Upload kaggle.json now (from your Kaggle account -> API -> create token)


Saving kaggle.json to kaggle.json
kaggle.json uploaded


In [3]:
import os
if os.path.exists('/root/.kaggle/kaggle.json'):
    !kaggle datasets download -d tmdb/tmdb-movie-metadata -p /content --unzip
else:
    print('kaggle.json not found; upload dataset manually to /content')
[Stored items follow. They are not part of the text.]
PR #544, opened 2016-04-03
Use Ajax call to load organizations on index page

### LINKED ISSUE #504: Use Ajax call to load organizations on index page.
https://github.com/education/classroom/pull/501 closed a #259, :zap: to @dinever 

Even with eager loading the users on the organizations the page load is rather slow.

It would be great if we could load the organizations using ajax so that the user isn't waiting for entire page to load.

/cc @johndbritton for thoughts.

cyhsutw:
Hello guys,

Just implemented to use AJAX calls to load organizations on index page.

Fixes #504.

Demo:

1. For new users without any classrooms available:

none

2. For returning users with some new classrooms (there's a tiny Octocat spinner on the right of the `Classrooms`):

some

It will be appreciated if you could give me some feedback/suggestion. :smiley: 

Thanks!

### DIFF
--- a/app/controllers/organizations_controller.rb
+++ b/app/controllers/organizations_controller.rb
@@ -1,4 +1,3 @@
-# rubocop:disable ClassLength
 class OrganizationsController < ApplicationController
   include OrganizationAuthorization
 
@@ -113,6 +112,10 @@ class OrganizationsController < ApplicationController
       .merge(title: title)
   end
 
+  def organization_service
+    @organization_service ||= OrganizationService.new(current_user)
+  end
+
   def set_organization
     @organization = Organization.find_by!(slug: params[:id])
   end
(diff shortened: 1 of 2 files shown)


config/routes.rb
```diff
@@ -44,6 +44,8 @@
     end
   end
 
+  get '/classrooms-async', to: 'organizations#async_index'
```
tarebyte: This should be scoped underneath line 34

app/controllers/organizations_controller.rb
```diff
@@ -1,17 +1,22 @@
...
-  skip_before_action :set_organization, :authorize_organization_access, only: [:index, :new, :create]
+  skip_before_action :set_organization, :authorize_organization_access, only: [:index, :new, :create, :async_index]
 
   decorates_assigned :organization
 
   def index
-    @organizations = current_user.organizations.includes(:users).page(params[:page])
+  end
+
+  def async_index
```
tarebyte: I'm not a fan of the name at all tbh.

@johndbritton do you have any other suggestions of what we could call this?

config/routes.rb
cyhsutw: Thanks! I'll fix this with my next commit. :smile:

app/controllers/organizations_controller.rb
cyhsutw: Actually I was using `list` but I found it's a little bit confusing (or maybe it's not). 

I would love to hear suggestions from you!

johndbritton:
@tarebyte I'll defer to you on if you think this is the right approach.

app/controllers/organizations_controller.rb
tarebyte: @cyhsutw what about `users_organizations`

app/controllers/organizations_controller.rb
```diff
@@ -1,17 +1,22 @@
+# rubocop:disable ClassLength
```
johndbritton: Maybe it's time to start breaking some of this logic out into `lib` with service objects.

app/controllers/organizations_controller.rb
johndbritton: I haven't used this kind of pattern before, so I'm sorry I'm not much help with the naming here. Are there any examples that we can look at elsewhere?

tarebyte: So this kind of matches this endpoint

https://github.com/education/classroom/blob/master/app/controllers/stafftools/resources_controller.rb#L8-L12

cyhsutw:
Hi @tarebyte @johndbritton 

Thanks for reviewing the code.

I've renamed the routes and method to `user_organization` and the endpoint is now at `/classrooms/user-organizations`.

Also, I extracted some of the code to `service/organization_service.rb`, not sure if I'm doing it right.

I would love to hear feedback/suggestion from you.

nwoodthorpe:
This PR has been stale for over a year now.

Dataset URL: https://www.kaggle.com/datasets/tmdb/tmdb-movie-metadata
License(s): other
Downloading tmdb-movie-metadata.zip to /content
  0% 0.00/8.89M [00:00<?, ?B/s]
100% 8.89M/8.89M [00:00<00:00, 865MB/s]


In [4]:
import pandas as pd, numpy as np, re, spacy
from sklearn.feature_extraction.text import TfidfVectorizer
from sklearn.metrics.pairwise import cosine_similarity
from gensim.models import Word2Vec
from sentence_transformers import SentenceTransformer
import nltk
nltk.download('punkt')
nltk.download('stopwords')
from nltk.corpus import stopwords

# Load dataset
candidates = ['tmdb_5000_movies.csv','movies.csv','movies_metadata.csv']
for c in candidates:
    if os.path.exists(c):
        df = pd.read_csv(c)
        break
else:
    raise FileNotFoundError('Dataset not found. Upload tmdb_5000_movies.csv')

# Standardize
if 'overview' not in df.columns and 'description' in df.columns:
    df = df.rename(columns={'description':'overview'})
if 'overview' not in df.columns:
    raise ValueError('No overview column found')
df = df[['title','overview']].copy()
df['overview'] = df['overview'].fillna('')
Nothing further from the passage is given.